Because I think without this training, like, what you do with your clients around that direct presence and practicing throughout the day, it's like, if we're not practicing that throughout the day and that's not becoming part of our life around directly present to the sensations Right. When we get to the bedroom, that same thing that's happening all day to keep our mind wandering all over the places, it's gonna happen in the bedroom naturally because Absolutely.
Like you said, we haven't practiced that that muscle. So then what about the other ways of really helping with this, you know, this discrepancy and these three ends? Can you talk more about those? Yeah. So the very first piece is that getting that direct pathway open through being in the body. And, one thing I wanna say too is we tend to think of sex as a doing. Like, we're trying to get to this activity or get to the doing of the thing, the kissing, the touching, the penetration, whatever.
And what we what really helps is just getting out of this idea that's doing. It's not about getting to some particular thing. If we can slow down and do the noticing part really well first, that's where pleasure and arousal start to open up and expand. So pleasure expands from where we already find it in the body, not from where we try to tell it to go. So to answer your question, next piece, once we get that noticing and we get good at that skill is to name.
So this is about learning to name, not just naming what I notice, but also when I'm able to notice, I can start to identify what do I want, what do I need, what do I not want, What am I willing to do or not do? So we start to have this finer level of discernment from that connection to our own, direct pathway of pleasure in the body. And then we can start to name it. And when we get that, then we're we're now clear.
So I can either, you know, I can either name it within myself what I would need right now. Oh, I'm noticing that I need to slow down or I need to breathe more deeply, or I might need to hear certain words from my partner. Like, I can then advocate for that need or that desire. So there's that piece internally, but we can also go relationally. Maybe there's something that I need my partner or want my partner to do or something I would like to do to my partner.
So we can start to bring that into the relational space. That's the second n, which leads, you know, sort of organically to what's the third n. Right? The third n is that negotiate part. So negotiate is where either, negotiating for myself, advocating for a desire or need that I can either give to myself, or relationally, working out that with my partner. And there's so many ways to do this. We can do it very directly, verbally.

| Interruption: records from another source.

PR #3350, opened 2026-02-26
perf: angular dev server

chrismclarke:
PR Checklist

## TODO
- [x] Add scripts to help benchmark performance changes
- [x] Identify and prioritise potential improvements 
- [x] Implement vite-based angular builder
- [x] Fix app breaking changes
- [x] Implement dev/prod browserslist separation
- [x] Optimise tsconfig
- [x] Fix script breaking changes

## Description
Various changes to try and improve dev server bundling time

## Review Notes
Install updated deps
```bash
yarn install
```
Serve the application
```bash
yarn start
```
You should notice initial startup time roughly half of what it previously was. You should also notice when editing `.html` and `.scss` files, that the first file edit will be slow to recompile (on par with initial startup), but subsequent edits much faster (dynamically loaded into page without refresh). Changes to `.ts` files will still reload.

There is also a benchmarking script that can be run via
```bash
node dev-benchmark.mjs
```
Although if wanting to test on master the script would need to be manually copied over and run there. Script outputs to root folder as `benchmark-[timestamp].log`. Example screenshots from script included below 

## Dev Notes
**Benchmark Scripts**
To help understand what does/doesn't a difference I generated a rough script to try and time how long the `ng serve` command takes to run both with and without angular cache present, and how long it takes to recompile after file changes. I'd say probably worth keeping the benchmark script in the repo for now in case we want to test any further optimisation down the road.

**New Angular Builder**
As mentioned on the call, angular released a [new build system](https://angular.dev/tools/cli/build-system-migration) built on top of vite/esbuild that is significantly faster than the legacy webpack-based one. I've migrated the code to use this and have noticed roughly 50-60% speed improvements for initial bundling.

**Breaking Changes**
Vite handles monorepos and linked modules quite differently to webpack. We had a lot of hacks and workarounds to allow relevant code to be imported and read everywhere it was needed, which immediately broke within the new build system. As such I had to do a bit of tidying and refactoring, mostly focused on dropping use of yarn workspace modules to import code into the main app (more reliable with tsconfig paths), and converting packages that are designed for use in the frontend to more simple structures (removing package.json). 

More work could probably be done in the future to reduce some of the circular imports and structures, but for now things seem to at least be holding together and a few of the more confusing abstractions have been removed.

I also found the `character-parser` import used in scripts seemed to break and couldn't really figure out why, so opted to just directly inline the methods and drop the package altogether which seemed to fix things.

There is also a console warning :

>The above dynamic import cannot be analyzed by Vite

This is a known issue with ionic pwa-elements, and will hopefully be resolved in a future update (tried most recent version but still present). It doesn't break the build however. `https://github.com/ionic-team/pwa-elements/issues/129`

**No Difference**
A few other things I investigated but found they made no difference:

 _browserslist_
This isn't used by vite/esbuild at runtime (code is shipped to browser directly). I did make some minor tidying improvements to align the ios version to the same as capacitor (and supress angular warning), and removed some of the legacy configuration that isn't relevant to apps or web previews we produce.

_tsconfig incremental build_
I tried setting `"incremental":true` in tsconfig following guide [here](https://freedium-mirror.cfd/https:/medium.com/codetodeploy/typescript-performance-tips-that-speed-up-angular-builds-2adfb9a6f2bf) but quickly realised the new angular build system has it's own tsconfig overrides build in which already include the setting and populate the corresponding `.tsbuildinfo` file within the `.angular/cache` directory.

I also marked `"isolatedModules": true` following the same guidance, but not sure if it actually takes effect or not (didn't appear to have noticable difference in benchmark, but decided to keep enabled in any case).

**Other Possible Fixes**
I saw noted in a few places recommendation to configure antivirus to not run in app folders. This is something that I think vscode has previously prompted directly so not something we can really configure at the repo level, but may be worth considering a brief note on how to handle on platforms if not the case. E.g. on windows
```ps1
# Run as Administrator - windows
Add-MpExclusion -Path "C:\path\to\project"
Add-MpExclusion -Process "node.exe"
```

## Additional Knock-ons
- Introduce namespace `@components` to import directly from components workspace as a lib, instead of relying on yarn workspaces to pseudo-load via node modules. In turn this helps with some cross-compatibility issues between esm and commonjs modules. In the future it would probably be good to separate `packages` (have external deps and run standalone) from `libs` (shared code to import into packages). 

Similarly I've refactored the `workflows` package to function as a lib because it is ultimately managed by the scripts package that calls it. Again, this is a slightly confusing pattern, but arguably better structured as a lib as the workflows are instruction files that the scripts import, instead of their own standalone scripts.

- Migrate scripts cli runner from `ts-node` to `tsx` which generally has better support for different module types. This had a few minor knock-ons around imports and filepaths which have been resolved.

- Various issues correctly resolving and stubbing code within test suites, resolved by dropping external fs-extra dep in shared (would conflict with stubbed script fs-extra instance), and providing alt path-based import for shared lib in scripts

- Remove legacy code from shared file-utils

- Refactor scripts deployment config stub to correctly apply to all test runs (not entirely sure why previous pattern stopped working, but should be slightly cleaner overall now)

- Migrate eslint config to v9 compatible

## Future Follow-up

**TS Compilation**
During first start and any changes to `.ts` files, angular has to re-process the large dependency tree. This is quite time consuming given the scale and many layers of imports/co-dependencies. Could consider ideas such as:

 Could specifically consider:

- [ ] Reduce the number of `index.ts` barrel files that export in batch, making it easier for angular to cache and separate bundles
- [ ] Tidy up larger common packages such as `shared` and `data-models`, particularly if either call any 3rd party modules. `shared` top-level export is now gone, but still large exports like `shared/utils`.
- [ ] Continue to refactor as many components to standalone as possible (easier for angular to track)
- [ ] Try to break up largest ngModules (would happen alongside standalone component migration)
- [ ] Enforce type-only import (`import type {...} from ...`) for types (omits module compilation)

Longer term suggestions:
- [ ] Consider refactoring larger components like odk and pdf viewer to webcomponents and build externally
- [ ] Reduce external 3rd party dependencies where possible (inlining more as required)
- [ ] Add [NX](https://nx.dev) for more fine-grained caching of build and serve operations
- [ ] Consider including angular build cache within CI pipelines (ci build speed improvements, not local dev)
- [ ] Consider migrating from yarn to bun (would likely reduce tool calling times like prepare script, but minimal ongoing improvements)

Non-recommendations
- [ ] Bypass angular type checking (can disable and rely solely on vscode/eslint, but personally find console and brower errors quite useful in dev)

There will also likely be incremental improvements ongoing with new versions of angular and node (have read the angular team are also looking into porting the compiler to go which could help).

**SCSS Compilation**
This also takes considerable time during startup, and first change to any scss file. We have a large number of internal and external style sheets that could likely be cleaned up, as well as various warnings that need to be written to the console for deprecated features. Could specifically consider:

- [ ] Replace `@import` with `@use` where possible
- [ ] Replace deprecated functions, e.g. `saturation(...)`
- [ ] Review 3rd party style imports which may not be required (e.g. some ionic and angular ones)
- [ ] Investigate ways to streamline theming

## Git Issues

Closes #

## Screenshots/Videos
**Benchmark (Baseline)** - time taken on my local machine to serve application without any `.angular/cache` dir (cold start), with the cache (warm start), and following file change (incremental rebuild)
image

**Benchmark (New Build System)** - shows 50-60% reduction for cold and warm starts, similar incremental rebuild 
image

**Character Parser** - imported script seems incompatible with vite bundler, so have instead just inlined methods required
image

**@ionic/pwa-elements** - warning shown, known issue but doesn't break build (could patch package in future)
`https://github.com/ionic-team/pwa-elements/issues/129`
image


ChrisMarsh82 (commented):
Builds fine although didn't seem any quicker. Had a problem when running `yarn workflow sync sheets` on plh-kids-teens-za. This gave the following error. (It worked fine when back on master)

```
TSError: ⨯ Unable to compile TypeScript:
src/commands/compile.ts:4:27 - error TS2307: Cannot find module 'data-models' or its corresponding type declarations.

4 import { FlowTypes } from "data-models";
```

chrismclarke:
(note to self - recent breakages likely due to incoming code that also now needs refactor to change shared namespace. will have similar issues with #3465)

chrismclarke:
> Builds fine although didn't seem any quicker. Had a problem when running `yarn workflow sync sheets` on plh-kids-teens-za. This gave the following error. (It worked fine when back on master)
> 
> ```
> TSError: ⨯ Unable to compile TypeScript:
> src/commands/compile.ts:4:27 - error TS2307: Cannot find module 'data-models' or its corresponding type declarations.
> 
> 4 import { FlowTypes } from "data-models";
> ```

Thanks for checking this. I've been able to recreate and fix the issue, so should now be working. There's still some potential knock-ons for tools we use (e.g. screenshot tests), but any error would be immediately obvious (will just fail to run). I've checked the main app and sync/deployment set scripts are working as expected so hopefully this should be in a better state for merging. Will flag @jfmcquade to verify

markharmon (commented):
I didn't notice a significant performance improvement on the build (particular on a rebuild when changes are detected). It looks like a good change though. I tried out reactive templates and everything is building ok + all reactive template cypress tests are still passing.

markharmon:
> I didn't notice a significant performance improvement on the build (particular on a rebuild when changes are detected). It looks like a good change though. I tried out reactive templates and everything is building ok + all reactive template cypress tests are still pass

actually after just switching back to master this change does seem to have noticeably improved build time

ChrisMarsh82:
@chrismclarke used this for Panama and it worked fine but had problems when I moved to plh_kids_teens_my. Server started but just got a blank screen. 

This was in the console:
```
Watch mode enabled. Watching for file changes...
NOTE: Raw file sizes do not reflect development server per-request transformations.
  ➜  Local:   http://localhost:4200/
  ➜  press h + enter to show help
11:11:41 [vite] (client) warning: 
C:/Source/CM82/parenting-app-ui/.angular/cache/21.2.2/app/vite/deps/chunk-P5VUEMBS.js
1150 |      }
1151 |    }
1152 |    return import("./".concat(a, ".entry.js").concat("")).then((function(e2) {
     |                  ^^^^^^^^^^^^^^^^^^^^^^^^^^^^^^^^^^^^^^
1153 |      {
1154 |        cmpModules.set(a, e2);
The above dynamic import cannot be analyzed by Vite.
See https://github.com/rollup/plugins/tree/master/packages/dynamic-import-vars#limitations for supported dynamic import formats. If this is intended to be left as-is, you can use the /* @vite-ignore */ comment inside the import() call to suppress this warning.

  Plugin: vite:import-analysis
  File: C:/Source/CM82/parenting-app-ui/.angular/cache/21.2.2/app/vite/deps/chunk-P5VUEMBS.js?v=1cf2db4c
```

There's also ways to do negotiation where we're not using words at all. Usually, when I'm working with a couple, we're or or an individual client, we're working with using words because I think that we can't really give that piece up until we have gotten really good at it. But there's lots of ways to do that negotiating dance where it might not even involve the use of explicit direct words.

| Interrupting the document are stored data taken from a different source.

PR #3351, opened 2026-02-27
chore: docker ci disable

chrismclarke:
PR Checklist

## Description
- Disable docker ci script on prs

## Dev Notes
I noticed this was running on all pushes to pull-requests targeting main branch. This would include any draft or incomplete PRs, which is both a potential security issue (external contributor could push malicious code into image) and cause a lot of issue for anyone trying to use the image if the code is constantly changing (with potentially broken functionality). 

It will also populate a very large number of images to GHCR which might be awkward for decluttering (fortunately GHCR is still currently free for public projects, so no billing implications, although does eat into action minutes quota). 

I'd strongly recommend linking docker images to published releases to allow for more consistent use, and maybe considering a single _nightly_ build which just links to master branch merge (not actually run on a cron basis, but whenever new code merged into master).  

I also wasn't too sure what purpose the cron schedule serves, given it will essentially be rebuilding the same image that would have been deployed following push to master branch, but haven't removed in case I'm missing something (?).

## Git Issues

Closes #

## Screenshots/Videos

### DIFF
--- a/documentation/docs/data/user_disaggregation.md
+++ b/documentation/docs/data/user_disaggregation.md
@@ -1,0 +1,34 @@
+# User Disaggregation
+
+In the App Users tables, several variables across the device information and contact fields columns describe the environment in which the app is being accessed. These variables help identify the type of user. The tables below provide a comprehensive overview of each variable, their possible values, and descriptions of what they represent.
+
+## Device Info
+
+| Variable          | Potential Values       | Description                                                                                     |
+|------------------|----------------------|-------------------------------------------------------------------------------------------------|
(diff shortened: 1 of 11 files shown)


chrismclarke:
I also took a quick scan of the repo and don't see a `staging` branch active anywhere, so I'm assuming the original docker file was either generated or adapted from somewhere else that did. 

I've pushed 437f331 to remove the additional staging and pull_request logic

GabeBolton (approved):
Those are good points, I'm convinced. To improve efficiency and not build intermediary or docs pushes, we should move just to:
```yml
on:
  push:
    tags: [ 'v*.*.*' ]
    workflow_dispatch:
```
I'll update our other Docker CI actions in line with this decision.

PR #3366, opened 2026-03-04
feat: allow special chars in ios app name

### LINKED ISSUE #3091: [FEATURE] Handle special characters in app name in iOS automated build
**What?**
Ensure that app names that include special characters (e.g. "+") are supported in the iOS workflows. I.e. such an app name provided as `config.ios.app_name` in the deployment config should be populated as expected when running the `ios configure` workflow – currently the app cannot be built from the results of running this workflow.

**Why?**
There are some special characters that are supported as the user-facing app names of apps on both Android and iOS that currently cannot be passed through via the `config.ios.app_name` property, meaning they must be handled manually. Specifically, the "+" symbol at the end of "Formando Conciencia+" (the name of the `plh_facilitator_mx` deployment app) has caused issues.

**How?**
When building an iOS app, the `ios configure` workflow handles copying over deployment-specific details into their relevant build files. This includes copying the `config.ios.app_name` property into various locations within the file `ios/App/App.xcodeproj/project.pbxproj`. One of the places that the app name gets populated in the `ios/App/App.xcodeproj/project.pbxproj` file is in the `PRODUCT_NAME` variable in `buildSettings`. This variable is then read into `ios/App/App/Info.plist` as the `CFBundleDisplayName` at build time. It is this `CFBundleDisplayName` that ultimately specifies the user-facing name of the app. The `CFBundleDisplayName` can support a "+" symbol (adding it in here manually has been my workaround), but the `PRODUCT_NAME` variable cannot*. Therefore, we may need to handle a string replace in `ios/App/App/Info.plist` directly as part of the `envReplace` in `packages\scripts\src\tasks\providers\ios.ts`. It may also be worth considering storing the user facing app display name in a separate build settings variable that gets passed through to `inf`o.plist`, as it's only the `PRODUCT_NAME` that cannot contain special chars as far as I'm aware.

(*Note – ensure that the `PRODUCT_NAME` variable is indeed the cause of the error, and not some other value that gets string replaced in `ios/App/App.xcodeproj/project.pbxproj`).

jfmcquade:
PR Checklist

## Description

Adds support for user-facing iOS app names that contain special characters. We currently have two such cases in production: `Formando Conciencia+` and `Mayor Konektá`. I have been managing these special cases manually, but the `+` and `á` chars in the app names mean that these could not have been released through the existing workflows and automated actions. This is handled via a new deployment config property:
- `ios.app_display_name`. This value will appear in user-facing contexts, such as the app store listing and app icon label.

The extant `ios.app_name` property remains unchanged and cannot include special characters. This must be provided and will be used for the official app bundle name, for example.

It is worth noting that whilst the `app_display_name` can differ somewhat from the `app_name`, it should closely resemble it, or risk rejection from Apple ([source](https://stackoverflow.com/a/5449517)). 

## Testing

I have updated the debug deployment to use an `ios.app_display_name` with a special char in this PR: https://github.com/IDEMSInternational/app-debug-content/pull/226

See this successful action run to publish a build to appetize, which was run from that content repo PR branch with the repo's `APP_CODE_BRANCH` var temporarily set to refer to the feature branch of the current PR: https://github.com/IDEMSInternational/app-debug-content/actions/runs/22680858967

## Git Issues

Closes #3091

## Screenshots/Videos

### DIFF
--- a/packages/components/plh/plh-kids-kw/components/bottom-navigation-bar/bottom-navigation-bar.component.html
+++ b/packages/components/plh/plh-kids-kw/components/bottom-navigation-bar/bottom-navigation-bar.component.html
@@ -1,23 +1,25 @@
 <div class="plh-bottom-nav-wrapper" [attr.data-variant]="params.variant">
-  @for (button of params.buttonList; track button.name) {
-    <a
-      class="nav-item"
-      routerLinkActive="active-link"
-      [routerLink]="'template/' + button.target_template"
-      #rla="routerLinkActive"
-      [attr.data-name]="button.name"
-      [attr.data-variant]="params.variant"
-      [attr.data-isActive]="rla.isActive"
-      [attr.data-hideInactiveText]="params.hideInactiveText"
-      [attr.data-dim-when-inactive]="!button.active_icon || null"
-    >
-      <img
-        class="icon"
-        [src]="(button.active_icon && rla.isActive ? button.active_icon : button.icon) | plhAsset"
-      />
-      <div class="label" [attr.data-hideInactiveText]="params.hideInactiveText">
-        {{ button.label }}
-      </div>
-    </a>
-  }
+  <div class="nav-items">
+    @for (button of params.buttonList; track button.name) {
+      <a
+        class="nav-item"
+        routerLinkActive="active-link"
+        [routerLink]="'template/' + button.target_template"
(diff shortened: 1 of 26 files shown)


chrismclarke (approved):
Sounds sensible and implementation looks solid to me.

But learning how to do that directly in a way that your partner can hear it and you can hear it and there's no, like, terrible reactions that happen, that's where the clarity is created. And when there's clarity, there is connection and there is confidence. So how do you in, like, that then negotiate standpoint? Because I feel like that's such a critical part, right, in the couples and the interrelational.
How do you coach people to begin to have those conversations when like, one of the things that I've seen in studies around these kind of conversations is, like, anytime we have conflict conversation and really and research, there's three threats, the threat to the self, the threat to the partner, the threat to the relationship. And then in sex, it's interesting in in conversations around sex.
Out of those three threats, the one that is, like, the biggest threat in studies is the threat to oneself. So, like, okay. I'm gonna say to my partner, hey. I'm gonna negotiate and make this request around my need. Then the threat to the individual is actually the biggest thing from the standpoint of, like, the ego and all these things. Right? Because we all wanna provide pleasure to our partner, but, you know, like, innately.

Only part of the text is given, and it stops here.